= EXERCISE =
Among the records, find the lines that hold the string "const" and return them.

= DATASET RECORDS =
PR #1528, opened 2021-09-19
v3.40.0

murka:
https://github.com/telegraf/telegraf/discussions/1526#discussioncomment-1344548

PR #1610, opened 2022-04-25
add new_chat_member update type

alvintran:
# Description

Add new update types: my_chat_member (https://core.telegram.org/bots/api#update).
Add some functions to context.js file that make my_chat_member is work.

## Type of change

# How Has This Been Tested?

None

# Checklist:

### DIFF
--- a/context.js
+++ b/context.js
@@ -9,7 +9,8 @@ const UpdateTypes = [
   'pre_checkout_query',
   'message',
   'poll',
-  'poll_answer'
+  'poll_answer',
+  'my_chat_member'
 ]
 
 const MessageSubTypes = [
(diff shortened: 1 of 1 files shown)


context.js
```diff
@@ -380,11 +395,6 @@ class TelegrafContext {
     return this.telegram.unpinChatMessage(this.chat.id, ...args)
   }
 
-  unpinAllChatMessages () {
```
MKRhere, line 383: Why are `unpinAllChatMessages` and `copyMessage` removed?

MKRhere:
Actually, the `new_chat_member` addition seems to be made in #1528, pending an update from @murka. If you could work with them/pick up where they left off, might be possible to update the v3 branch. If you'd rather merge this and then we deal with #1528 later, that's probably fine as well.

= WRITTEN ANSWER =
@@ -9,7 +9,8 @@ const UpdateTypes = [
 const MessageSubTypes = [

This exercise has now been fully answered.